SparkFun will be closed on Tuesday, November 5th to support our team in being able to go out and vote! Orders placed after 2 pm MT Monday, November 4th will ship on Wednesday, November 6th. Thanks for your patience and understanding.
A while back while we were on tour with Intel, we met a group of students doing some pretty cool stuff for their FIRST robotics team. What started off as a solution to a design problem has grown to be much more within the FIRST community. We asked one of the students, Rachel Gardner, to write a bit about what they've been working on. Check it out!
While participating in a high school robotics program two years ago, a group of us students realized the difficulties of using a PC for driving practice. The FIRST (For the Inspiration and Recognition of Science and Technology) Tech Challenge (FTC) contains a user-controlled portion during contest, so our drivers need to practice driving the robot. However, to do this we needed a laptop, the development environment, the code and a whole lot of patience. After our first season, one of our mentors decided there had to be a better way to connect to our robot wirelessly and drive it, without needing a PC.

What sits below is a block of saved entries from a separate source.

PR #877, opened 2024-08-06
feat: add member export data mutation

mariembencheikh:
#874

### DIFF
--- a/src/member/mutations.test.ts
+++ b/src/member/mutations.test.ts
@@ -8,7 +8,7 @@ import { SUCCESS_MESSAGES } from '@graasp/translations';
 
 import { act } from '@testing-library/react';
 import axios from 'axios';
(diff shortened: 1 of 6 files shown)


src/member/mutations.test.ts
```diff
@@ -468,4 +473,31 @@ describe('Member Mutations', () => {
       );
     });
   });
+
+  describe('useExportMemberData', () => {
+    const mutation = mutations.useExportMemberData;
+    const response = 'Ok';
```
pyphilia, line 479: You can use 'http-status-codes' 's ReasonPhrases  library
```suggestion
    const response = ReasonPhrases.OK;
```

pyphilia (approved):
💯  I just added a minor comment, but it's good to merge!

PR #903, opened 2024-08-28
fix: fix post item membership

### LINKED ISSUE #902: post item membership does not work
The endpoint does not use the correct property `accountId` (still sends `memberId`).

This happens on increasing a membership on a child.

pyphilia:
The post item membership is used only when upgrading a membership in a child. 
So I also took the opportunity to remove the email search and directly provide the member id since we always have it. If not, we can use `shareItem` does deal for us with the email.

fix #902


ReidyT (approved):
LGTM 🚀

spaenleh (approved):
Great refactor ! 

We just need to ensure that it is not possible to create a membership that is lower than the inherited one in the server. (not sure if this is already checked).

PR #912, opened 2024-09-13
fix: update current member return type

pyphilia:


spaenleh (approved):
Looks good, but I think we are specifying the type somewhere else so it complains.

spaenleh (approved):

ReidyT (approved):
LGTM

PR #921, opened 2024-09-18
fix: update to remove delete member hook as it is deprecated

spaenleh:
In this PR:
- remove deprecated hook
- update tests to target new hook instead


pyphilia (approved):
LGTM 👍

PR #925, opened 2024-09-20
fix: deprecate updating any member

spaenleh:
In this PR:
- deprecate updating any member

### DIFF
--- a/src/member/api.ts
+++ b/src/member/api.ts
@@ -26,8 +26,8 @@ import {
   buildGetMemberStorageRoute,
   buildGetMembersByEmailRoute,
   buildGetMembersByIdRoute,
+  buildPatchCurrentMemberRoute,
   buildPatchMemberPasswordRoute,
-  buildPatchMemberRoute,
   buildPostMemberEmailUpdateRoute,
   buildPostMemberPasswordRoute,
   buildUploadAvatarRoute,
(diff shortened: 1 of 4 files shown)


src/member/api.ts
```diff
@@ -97,37 +98,50 @@ export const getMemberStorageFiles = async (
...
+    if (enableSaveActions !== undefined) {
+      body.enableSaveActions = enableSaveActions;
+    }
+    if (Object.keys(body).length) {
+      return axios
+        .patch<CompleteMember>(url.toString(), body)
+        .then(({ data }) => data);
+    } else {
+      return null;
+    }
```
ReidyT, line 134: It's more a question, but I'm wondering if these checks are necessary here? Aren't we already checking in the frontend and in the backend? Also, what is happening in the frontend when returning null?

What do you think @pyphilia?

ReidyT (dismissed):
Thanks for this PR, it looks good to me 😄. I just let one question.

src/hooks/mention.test.ts
```diff
@@ -18,7 +18,7 @@ describe('Chat Mention Hooks', () => {
   });
 
   describe('useMentions', () => {
-    const currentMemberRoute = `/${buildGetCurrentMemberRoute()}`;
+    const currentMemberRoute = buildGetCurrentMemberRoute();
```
pyphilia, line 21: Not against, but maybe we want to do this together with all the other routes. Should we do it in another PR?

src/member/api.ts
pyphilia: I think it's okay to do those checks here. Maybe we want sth global so we indeed don't do the same checks manually everywhere? For now I would let it as done.
However you should maybe throw if the body is empty instead of returning null.

pyphilia (changes requested):

spaenleh:
@pyphilia @ReidyT I have updated this PR to only deprecate the editMember hook. The other changes will be implemented in a different PR

pyphilia (approved):
LGTM 🚒

PR #927, opened 2024-09-20
fix!: remove deprecated own items

spaenleh:


src/item/mutations.ts
```diff
@@ -88,7 +83,8 @@ export default (queryConfig: QueryClientConfig) => {
 
     // get parent key
     const childrenKey = !parentId
-      ? OWN_ITEMS_KEY
+      ? // todo: this should be removed when we remove this function, previously was OWN_ITEMS
+        ['']
```
ReidyT, line 87: Should we create an issue for that (if its not already the case)?

ReidyT (approved):
Thanks for this removing, LGTM

src/item/mutations.ts
spaenleh: I do not fully graasp what this function is supposed to do. I think it has something to do with the optimistic updates. Ideally we should be able to remove the function as a whole. But I am not sure how feasible that is. @pyphilia

pyphilia (approved):

PR #956, opened 2024-10-07
feat: update avatar upload hook to not rely on uppy anymore

spaenleh:
- **fix: deprecate useEditMember in favor of useEditCurrentMember**
- **fix: update upload avatar mutation**


src/member/mutations.ts
```diff
@@ -107,34 +112,41 @@ export default (queryConfig: QueryClientConfig) => {
...
+          throw new Error(FAILURE_MESSAGES.UPLOAD_BIG_FILES);
+        }
+
+        return Api.uploadAvatar(args, queryConfig);
+      },
       onSuccess: () => {
+        // get memberId from query data
+        const memberId = queryClient.getQueryData<CurrentAccount>(
+          memberKeys.current().content,
+        )?.id;
```
ReidyT, line 135: Does this work too?

```suggestion
        const { id: memberId } = queryClient.getQueryData<CurrentAccount>(
          memberKeys.current().content,
        );
```

ReidyT (approved):
LGTM

pyphilia (approved):
LGTM 🧄

src/member/mutations.ts
spaenleh: No it does not work:
Screenshot 2024-10-09 at 15 00 52

Maybe if I add a default, but then I think it is not useful.

PR #958, opened 2024-10-08
feat: add password status hook

pyphilia:
Adds a hook to get the status of the password.

### DIFF
--- a/src/member/password/api.ts
+++ b/src/member/password/api.ts
@@ -9,4 +9,4 @@ export const getPasswordStatus = async ({
     .get<{
       hasPassword: boolean;
     }>(`${API_HOST}/${buildGetPasswordStatusRoute()}`)
-    .then((data) => data);
+    .then(({ data }) => data);
--- a/src/member/password/api.ts
+++ b/src/member/password/api.ts
@@ -1,0 +1,12 @@
+import { PartialQueryConfigForApi } from '../../types.js';
+import { buildGetPasswordStatusRoute } from './routes.js';
+
+export const getPasswordStatus = async ({
+  API_HOST,
+  axios,
+}: PartialQueryConfigForApi) =>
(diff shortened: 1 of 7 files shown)


ReidyT (approved):
LGTM

src/member/password/api.ts
```diff
@@ -0,0 +1,12 @@
...
+import { buildGetPasswordStatusRoute } from './routes.js';
+
+export const getPasswordStatus = async ({
+  API_HOST,
+  axios,
+}: PartialQueryConfigForApi) =>
+  axios
+    .get<{
+      hasPassword: boolean;
+    }>(`${API_HOST}/${buildGetPasswordStatusRoute()}`)
```
spaenleh, line 11: Should the return type here be defined in sdk ?

spaenleh: Maybe it is overkill.

src/member/password/hooks.test.ts
```diff
@@ -0,0 +1,52 @@
...
+const { hooks, wrapper, queryClient } = setUpTest();
+describe('Member Hooks', () => {
+  afterEach(() => {
+    queryClient.clear();
+    nock.cleanAll();
+  });
+
+  describe('usePasswordStatus', () => {
+    const route = `/${buildGetPasswordStatusRoute()}`;
+    const hook = () => hooks.usePasswordStatus();
```
spaenleh, line 19: Do we need to wrap the hook ?
```suggestion
    const hook = hooks.usePasswordStatus;
```

spaenleh (approved):
Looks good to me.

I think it is fine like that, but I was not sure we would need to have a separate `/member/password` folder for this single query. I think it is good that it is organised, I am just questioning whether it was worth it for this simple feature. Anyway :)

PR #986, opened 2024-11-08
refactor: remove unused get many members

pyphilia:
Remove get many members by id, also some remaining data about getting members by email.


spaenleh (approved):
👤

PR #183, opened 2023-01-03
Access operation security element directly, avoiding getSerializableData

jimcottrell:
With a relatively full-featured spec, `SpecFinder::findSecuritySpecs()` is pretty slow because of the call to `getSerializableData`. However, it's not necessary to serialize the `Operation` element to see if `security` is defined, as the property can be accessed directly and the getter will do the right thing.


scaytrase:
Good one. `security` property was made accessible indeed. Thanks @jimcottrell !

scaytrase (approved):

PR #187, opened 2023-01-29
Ensure additionalProperty uses correct schema.

fiasco:
I encountered this issue when attempting to validate data against this schema:

```yaml
EnvironmentFlags:
      type: object
      description: An array of various flags that indicate functionality associated with the environment.
      additionalProperties:
        type: object
        properties:
          cde:
            type: boolean
            description: Determines if the environment is on-demand.
```

The `Properties::validate()` method currently attempts to validate `additionalProperties` by their parent definition which results in an error which validating valid data.

### DIFF
--- a/src/Schema/Keywords/Properties.php
+++ b/src/Schema/Keywords/Properties.php
@@ -108,7 +108,7 @@ class Properties extends BaseKeyword
             // if not covered by "properties"
             $schemaValidator->validate(
                 $data[$propName],
-                $additionalProperties,
+                $additionalProperties->properties[$propName],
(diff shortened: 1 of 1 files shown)


fiasco:
I've added a unit test for this scenario and updated the PR to support both existing and new scenarios.

scaytrase (changes requested):
I'm not sure I'm getting this correct. I see incorrect match for spec and test data in your UT.

if  you have additional properties being specd by `object: props: flag: bool` than your test data should look like

```php
$data = ['someUnknownProperty' => ['flag' => true]];
```

For current format `flag` should be known property of main object, not for additionalProperties

PR #191, opened 2023-02-08
Handle path parameters for arrays correctly

tjcambio:
The parameters for serialized arrays was using the same deserialization check.
There are different formats for header, query and path. Split up the validation of arrays into two different sets to allow different validation for path and header/query parameters.

The changes will validate path parameters for arrays but not objects which is still not working.

Because of objects within path parameter is probably the most unused things in the specs these have been left out intentionally.


scaytrase:
Thanks @tjcambio !

PR #192, opened 2023-02-16
Allow specifying encoding for optional parts of multipart data

jimcottrell:
Currently, any part of multipart data with an `encoding` provided in the spec will throw a validation error if it's not present in the body. As far as I know, providing an `encoding` value is not supposed to imply `required` for the part, so I've simply removed the check throwing an exception if a part doesn't exist when checking for a valid encoding.

I've expanded the test spec for this case and for good measure, I've added a test showing that the schema validation takes place, though I think other multipart tests probably do cover that.

@lezhnev74 Do you know if I'm missing something on this?


scaytrase (approved):
LGTM 👍

scaytrase:
Oh there is online conflict resolution tool now, nice

scaytrase:
Thanks @jimcottrell !

Issue #172, opened 2022-07-21
FLoating point issue with multipleOf rule


Ni-vek:
Hello,

These values fail with multipleOf rule, due to floating point precision

- value to validate : 0.94
- multiple of : 0.01

A possible solutioin is to use bcmath fiunction

scaytrase:
ehm, @bizurkur is `8` is multipleOf `1.998` ? but `round(8 / 1.998, 2)` is precisely `4`

https://3v4l.org/525Cf

scaytrase:
> Using that logic, the current "fix" is also just as broken: https://3v4l.org/JYC3W

Wow, that's good catch. Actually I'll consider revert this then, for me ext dependency is also looks bad, but at least I thought it brings some profit

PR #194, opened 2023-04-03
Use epsilon to compare floating points

bizurkur:
This is a alternative to https://github.com/thephpleague/openapi-psr7-validator/pull/171 that doesn't require everyone to install bcmath to keep using this library.

Precision of 8 should be "close enough" to consider it equal. That's one 10 millionth of a fraction off... which is an incredibly small amount. `1 / 3 = 0.33333333` therefore `1 / 0.33333333 = 3` because it is "close enough."

Issue #172

### DIFF
--- a/tests/Schema/Keywords/MultipleOfTest.php
+++ b/tests/Schema/Keywords/MultipleOfTest.php
@@ -21,6 +21,7 @@ final class MultipleOfTest extends SchemaValidatorTest
             [10, .5],
             [9.9, .3],
             [.94, .01],
+            [1, .3333333333],
         ];
     }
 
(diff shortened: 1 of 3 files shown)


tests/Schema/Keywords/MultipleOfTest.php
```diff
@@ -21,6 +21,7 @@ public function validDatasets(): array
             [10, .5],
             [9.9, .3],
             [.94, .01],
+            [1, .3333333333],
```
scaytrase, line 24: Despite the fact it is formally correct according to current epsilon I'd rather avoid fix this as a valid behaviour

scaytrase (approved):
One small change suggested, but looks great!

tests/Schema/Keywords/MultipleOfTest.php
scaytrase: yep, just drop it

PR #185, opened 2023-01-26
Use devizzent/cebe-php-openapi to be compatible with OpenApi 3.1

DEVizzent:

Issue #163, opened 2022-04-08
OpenAPI v3.1 Support


philsturgeon:
Hello everyone! As the maintainer of [openapi.tools](https://openapi.tools) I'm interested in tracking progress towards supporting OpenAPI v3.1. 

It's got a bunch of amazing changes in it, solving problems like the the [JSON Schema <!=> OpenAPI Schema Object divergence](https://apisyouwonthate.com/blog/openapi-json-schema-divergence), and fixes some other inconsistencies and duplicate ways of doing things. It's the best version and everyone should be using it, and I see that some folks are starting to use it as they're getting problems #148. We need the tooling to catch up, and its been over a year now. Just in case folks didn't notice, I'm here to give a friendly prod! 

Here are a few articles showing off the differences between OpenAPI v3.0 and v3.1.

https://www.openapis.org/blog/2021/02/16/migrating-from-openapi-3-0-to-3-1-0
https://www.apimatic.io/blog/2021/09/migrating-to-and-from-openapi-3-1/ 
https://nordicapis.com/whats-new-in-openapi-3-1-0/

If you say you'll be working on it I can update [openapi.tools](https://openapi.tools) to reflect that. 

Let me know if you have any questions, or if you need any help with the upgrade process.

cebe:
Support of OpenAPI 3.1 in this library heavily depends on `cebe/php-openapi`. Progress of that is tracked here: https://github.com/cebe/php-openapi/issues/101

cebe:
> If you say you'll be working on it I can update [openapi.tools](https://openapi.tools) to reflect that.

@philsturgeon please update openapi.tools status for `thephpleague/openapi-psr7-validator` and `cebe/php-openapi` to WIP.

philsturgeon:
@cebe done, thanks for the update!

tomasbreffitt:
With #185 merged, can we get a tagged release?

scaytrase:
released as 0.19

pieterocp:
We can probably close this now that #185 has been merged and released.

Tim-Haboldt:
Am I correct in understanding that OpenAPI v3.1 is now largely supported, with the exception of the "unevaluatedProperties" keyword?

philsturgeon:
@Tim-Haboldt depends very much of what you mean by that. Any tool using a compliant JSON Schema tool will support `unevaluatedProperties` through validation or similar, but a lot of documentation tools might not know how to show that (or various other new things).

[...]

PR #196, opened 2023-05-03
Update README.md

MelchiorKokernoot:
Given this PR has been merged, I think 3.1.x is supported now? The readme still said 3.0.x

https://github.com/thephpleague/openapi-psr7-validator/issues/163
https://github.com/thephpleague/openapi-psr7-validator/pull/185


pieterocp:
Probably want to make it clear it supports both 3.0.x and 3.1.0 instead of less than 3.1.X since I don't think that version 2 is supported by this tool? (But I might be mistaken)

MelchiorKokernoot:
Sure thing, changed it, never saw your comment.

PR #203, opened 2023-06-13
Fix Invalid "items MUST be present if the type is array" with OpenAPI 3.1

### LINKED ISSUE #202: Invalid "items MUST be present if the type is array" with OpenAPI 3.1
The error "`items MUST be present if the type is array`" is returned since openApi 3.1, for nullable arrays, as the type is now an array.

```php
if (! isset($this->parentSchema->type) || ($this->parentSchema->type !== 'array')) {
            throw new InvalidSchema(sprintf('items MUST be present if the type is array'));
        }
```

The value of `$this->parentSchema->type` can be an array with : 
- "array"
- "null"

momala454:
Fixes https://github.com/thephpleague/openapi-psr7-validator/issues/202

### DIFF
--- a/src/Schema/Keywords/Items.php
+++ b/src/Schema/Keywords/Items.php
@@ -46,7 +46,7 @@ class Items extends BaseKeyword
             throw InvalidSchema::becauseDefensiveSchemaValidationFailed($e);
         }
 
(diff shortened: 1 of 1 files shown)


bambamboole:
Thats my fix :) How can we get this in ?

PR #204, opened 2023-07-21
Use 'object given' in TypeMismatch msg when expecting array

### LINKED ISSUE #25: Distinguish between assoc arrays and objects in validation messages

dhaeckel:
resolves #25


drealecs (approved):
This looks good as I stumbled on the same problem with the not clear message:
`"Value expected to be 'array', 'array' given."`.

Can we have it merged?

PR #205, opened 2023-08-10
Updated dependencies: psr/http-message 2.x & league/uri 7.x

deegital:
- Support for psr/http-message 2.x
v2.x added return types to the interfaces, should be fine - tests running

- Support for league/uri 7.x
This package is only used within `\League\OpenAPIValidation\Schema\TypeFormats\StringURI` to check if an url is parsable:
```php
try {
    UriString::parse($value);

    return true;
} catch (SyntaxError $error) {
    return false;
}
```


MaSpeng:
An Update for `respect/stringifier` might also be good, and could also be done in a separate PR.

deegital:
@MaSpeng I've just taken a look at it, but noticed it's not a explicit dependency of this package, but an implicit one via `respect/validation`.

The latest version of that package is already supported by the current required version:
 `"respect/validation": "^1.1.3 || ^2.0",`

Requests for bumping the stringy version then need to be added here: https://github.com/Respect/Validation
Hope that helps :)

schodemeiss:
Any chance of progressing this PR at all?

I have a dependency on `league/uri ^7.0`, but this package is preventing that upgrade unfortunately :-(.

deegital:
@schodemeiss feel free to use my branch in the meantime by adding the repository to your composer file
```
"repositories": [
    {
        "type": "vcs",
        "url": "https://github.com/deegital/openapi-psr7-validator"
    }
],
```

and this version of the package to require/require-dev:
```
"league/openapi-psr7-validator": "dev-dependency-updates",
```

I will keep it at least until the PR is merged or it is added to the lib by other commits

deegital:
@scaytrase sorry for tagging, but I've noticed you did the last approval of an MR for this repo. What's missing to move on with this MR?

PR #215, opened 2024-01-02
Expand CI coverage and tighten execution

KentarouTakeda:
## Overview

* Added 8.2 and 8.3 to the php version to be tested in CI.
* Fixed test failure on php-8.1 and later by using phpunit according to php version and officially added to CI.

## Detail

A detailed step-by-step explanation of all the fixes made in this pull request.

1. https://github.com/thephpleague/openapi-psr7-validator/commit/3472e1e9fb15b675318693470bcf5377309242e1 : Added 8.1, 8.2, 8.3 to the php version to be tested.
   * All tests now fail on php 8.1 and later, which were previously marked as `experimental`. [Here](https://github.com/KentarouTakeda/thephpleague-openapi-psr7-validator/actions/runs/7382957696) are the results.
   * This is because `phpunit:^7` installed with `--prefer-lowest` does not support php-8.1 or later.
2. https://github.com/thephpleague/openapi-psr7-validator/commit/a0485215eec9e58ff38607c00a448e6858dbfebf : Use different versions of phpunit depending on the php version to be tested.
   * With this fix, all tests that previously failed now pass.
   * So far, most of the issues have been resolved, but the CI results are showing many warning messages below. Here are the [results]((https://github.com/KentarouTakeda/thephpleague-openapi-psr7-validator/actions/runs/7382965349).
     > The following actions uses node12 which is deprecated and will be forced to run on node16: shivammathur/setup-php@2.9.0, actions/checkout@v2.
3. https://github.com/thephpleague/openapi-psr7-validator/commit/954ec86d51d17318fcdedec85e5f86104afde4a4 : Use the latest version of `setup-php`.
    * All CI warning messages have disappeared. [Here](https://github.com/KentarouTakeda/thephpleague-openapi-psr7-validator/actions/runs/7382971012) are the results.

## Motivation

According to [Packagist usage statistics](https://packagist.org/packages/league/openapi-psr7-validator/php-stats#0.21), more than 90% of the versions of php currently installed with this library are 8.1 or later. Testing on real versions will improve reliability.

PHP-Versions-statistics

These tests may also be required when changing the version of dependent libraries. This is because the updated version is likely to use a newer PHP version.

For example, the following pull request also suggests a broader version dependency:

* [Add support to psr/http-message 2.0 #213](https://github.com/thephpleague/openapi-psr7-validator/pull/213)


KentarouTakeda:
Adjusted the way dependencies are specified to pass the `Scrutinizer` CI. Ready for review.

PR #221, opened 2024-03-15
Allow null as standalone type

JurianArie:
The validator throws an exception with the following (API enforces that only one of the fields is filled):

Data passed:
```php
[
    'department_id' => null,
    'team_id' => 1,
]
```

Schema:
```yaml
- oneOf:
    - type: object
      properties:
        department_id:
          type: integer
        team_id:
          type: 'null'
      required:
        - department_id
    - type: object
      properties:
        department_id:
          type: 'null'
        team_id:
          type: integer
      required:
        - team_id
```

With the proposed change the validator would not throw an exception any more.

### DIFF
--- a/src/Schema/Keywords/Nullable.php
+++ b/src/Schema/Keywords/Nullable.php
@@ -27,6 +27,10 @@ class Nullable extends BaseKeyword
 
     public function nullableByType(): bool
     {
-        return ! is_string($this->parentSchema->type) && in_array('null', $this->parentSchema->type);
+        if (is_string($this->parentSchema->type)) {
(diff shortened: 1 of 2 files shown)


leNEKO:
Hi, it seems that there is not a such `null` type in the openapi specification (see https://swagger.io/docs/specification/data-models/data-types/#null).

JurianArie:
@leNEKO openapi 3.1 does have a "null" type: https://www.openapis.org/blog/2021/02/16/migrating-from-openapi-3-0-to-3-1-0 under the section "Swap nullable for type arrays"

PR #228, opened 2024-08-21
Updated library league/uri

lucapacchiarotta:
Current constraint on library version `"league/uri": "^6.3 || ^7.0"`, make not possible to install the most recent library `league/uri-interfaces ^7.4`, that is required in some important packages, as the amphp/http-client.

### DIFF
--- a/composer.json
+++ b/composer.json
@@ -21,7 +21,7 @@
         }
     },
     "require": {
-        "php": ">=7.2",
+        "php": ">=7.2 || ^8.1",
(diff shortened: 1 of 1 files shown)


garak:
You can check on https://jubianchi.github.io/semver-check/#/^6.3%20||%20^7.0/7.4.0 that the current constraint already allows the 7.4 version of `league/uri`, so your proposed change doesn't make much sense.

PR #239, opened 2024-12-16
Feat: make the keyword compliant with OpenApi 3.1

p-pichet:
When usign to validate a schema with a nullable array 
```php
class foo
{ 
    /** @var ?array $bar */
   protetected ?array $bar;
   }
   ```
   The type is an array with the values `array' and `null` on the OpenApi 3.1
   
   With this fix, we check if the type is string or an array.


p-pichet:
@scaytrase I see you are the last that merge on this project.  
Can we see if it's good ?

PR #243, opened 2025-04-16
Bug Fix: Incorrect Static Paths Prioritising

halidovz:
**Problem:**  
When OpenAPI `servers` are defined and there are multiple paths with the same number of segments—some dynamic and some static—the validator may incorrectly match both paths.

**Example OpenAPI definition:**
```yaml
servers:
  - url: https://localhost/v1

paths:
  get /products/{product}/images/{image}
  get /products/{product}/images/thumbnails
```

**Incoming request:**
```
GET /v1/products/10/images/thumbnails
```

**Actual behavior:**  
Both paths `/products/{product}/images/{image}` and `/products/{product}/images/thumbnails` are matched.

**Expected behavior:**  
Only the more specific, static path `/products/{product}/images/thumbnails` should match.

**Cause:**  
The current path matching logic compares only the relative path without properly including the server prefix (e.g., `/v1`). This leads to ambiguous or incorrect matching when evaluating path candidates of equal length.

**Fix:**  
Ensure that the matching logic compares full paths—including the server prefix—when determining the best match.

### DIFF
--- a/src/PSR7/OperationAddress.php
+++ b/src/PSR7/OperationAddress.php
@@ -28,6 +28,8 @@ class OperationAddress
     protected $method;
     /** @var string */
     protected $path;
+    /** @var string */
+    protected $fullPath;
 
     public function __construct(string $path, string $method)
     {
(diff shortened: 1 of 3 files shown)


halidovz:
Hey @lezhnev74 , could you please review this when you get a chance?

PR #251, opened 2025-06-09
Upgrade ci php versions

pieterocp:
Upgrade to use the latest php versions, so we can be more sure any fixes should work on a nice range of php versions.

Seem to be all passing on my fork, upgraded `shivammathur/setup-php` too while at it since presumably there's some performance gains hidden in there.

### DIFF
--- a/.github/workflows/ci.yml
+++ b/.github/workflows/ci.yml
@@ -63,14 +63,14 @@ jobs:
         run: ./vendor/bin/phpunit -c phpunit.xml
 
   cs:
-    name: Codestyle check on PHP 8.3
+    name: Codestyle check on PHP 7.2
     runs-on: ubuntu-latest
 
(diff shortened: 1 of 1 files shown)


.github/workflows/ci.yml
```diff
@@ -51,14 +63,14 @@ jobs:
         run: ./vendor/bin/phpunit -c phpunit.xml
 
   cs:
-    name: Codestyle check on PHP 7.2
+    name: Codestyle check on PHP 8.3
```
pieterocp: This is a very opinionated take, really it makes sense to continue development, linting + additional checks in the lowest supported version, then polyfill + run tests upwards, ergo removing this now.

pieterocp:
Since #267 has been merged in this will be closed as this covers it well.

PR #267, opened 2026-03-03
Update ci to modern versions

shadowhand:
Refs #251


shadowhand:
There's nothing I can do about Scrutinizer. IMO, that should be dropped entirely.

PR #42, opened 2020-11-24
Stop reporting cap_cause and cap_index in xCCSR

arichardson:
These values are reported in xtval, so this information is redundant.


src/cheri_sys_exceptions.sail
```diff
@@ -9,31 +9,16 @@ type ext_exception = cheri_cause
 function handle_trap_extension(p : Privilege, pc : xlenbits, ccause : option(cheri_cause)) -> unit = {
```
jrtc27, line 9: Can we now axe cheri_cause entirely and replace it with `unit` like in the base RISC-V model?

jrtc27 (approved):

PR #43, opened 2020-11-24
Don't crash when decoding an invalid cspecialrw

arichardson:
It appears that using a wildcard match triggers a sail C code generation
bug that results in and invalid call to hex_bits_5_matches_prefix()
being generated.

Enumerating all options is an awful workaround but better than crashing.


rmn30:
This looks like a suitable workaround. Is this the sail bug: https://github.com/rems-project/sail/issues/62 ?

arichardson:
That does sound like the same bug.

arichardson:
@jrtc27 Okay to merge or should we wait for a sail bugfix?

jrtc27:
Yeah this seems fine, it's a long-standing Sail bug that won't be fixed any time soon (and is actually rather difficult to fix properly IIRC...).

PR #45, opened 2021-05-04
Add mode-dependent jumps

jrtc27:


nwf (approved):
LGTM

rmn30:
Looks fine. Can't tell if there were any changes to the code that moved (CJALR and AUIPCC executes).

src/cheri_insts.sail
```diff
@@ -32,6 +32,108 @@
...
+ *   - *cs1*.**tag** is not set.
+ *   - *cs1* is sealed and is not a sentry.
+ *   - *cs1* is a sentry and *imm* $\ne$ 0.
+ *   - *cs1*.**perms** does not grant **Permit_Execute**.
+ *   - *cs1*.**address** $+$ *imm* $\lt$ *cs1*.**base**.
+ *   - *cs1*.**address** $+$ *imm* $+$ min_instruction_bytes $\gt$ *cs1*.**top**.
+ *   - *cs1*.**base** is unaligned.
+ *   - *cs1*.**address** $+$ *imm* is unaligned, ignoring bit 0.
+ */
+function clause execute(CJALR(imm, cs1, cd)) = {
```
arichardson, line 102: I would have expected the arguments to be `imm, cd, cs1` or `cd, cs1, imm` but it matches the base instructions so I guess that's consistent.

Our mentor approached us with the idea of creating a new product to assist in drive practice. We formed a small development team of students -- I worked on software/management, Ben designed the printed circuit board (PCB) and other students helped with marketing and manufacturing. With such a small team, we were all able to learn about and participate in aspects of marketing, design and manufacturing. The overall plan was for the product to use two USB ports to take in driver-control input, then translate it to Bluetooth to be sent to the robot. We wanted to make it as cheap, portable and reliable as possible. This design required three main components: a microcontroller, a USB interface and a Bluetooth module.
Our earliest prototype included an Arduino Uno and a VDIP1, as well as a Bluetooth antenna from SparkFun. However, we realized that this design was too bulky to be as portable as we had hoped. From this, we transitioned to our final set of main components. In our final prototype and current version, we use the Arduino Pro-Mini as the microcontroller, a VDIP2 from Vinculum as the USB interface and the RN42 from Roving Networks (now Microchip) as the Bluetooth module. The VDIP2 takes in the joystick input, the Arduino translates the input and the RN42 sends out packets over Bluetooth.
After we finished development, we began marketing the product through our website and a commercial on YouTube. Many teams were excited about the device, which we named the ChapR (short for ChapRemote). Most teams were willing to pay the $100, but we didn’t want to use the sales as a fundraiser -- instead, the profits (roughly $25 per device) went to producing ChapRs for teams in financial need. To date, we have shipped out over 120 ChapRs, all manufactured in a small part of the school’s robotics room.
After our successes with the first product, we took our ChapR team and transformed it into the Chap Research program, a program within the school dedicated to giving other students the innovation experience. We’ve taken on several projects, such as a demo for our local TedX Youth event. Though we’ve achieved a lot, we are still working hard; both further developing the ChapR and looking for more projects to pursue!
This is truly incredible work from Rachel and the rest of her team! It was great to meet you guys - keep it up!
How great project it is! I come from Japan and i am a electronic hobbist. if i buy a PCBA turnkey service, can i get a same board that you have used in this article? And this is my another question,if you have free time please check it .https://www.pcbgogo.com/Ask/What_is_the_PCBA_turnkey_service__.html
I just want to say thanks for all the FIRST recognition, and the Gyro's in FIRST Choice. I'm just about to play with ours and see how it works. And supporting FIRST finally explains why the logo has been in the Eagle library for so long.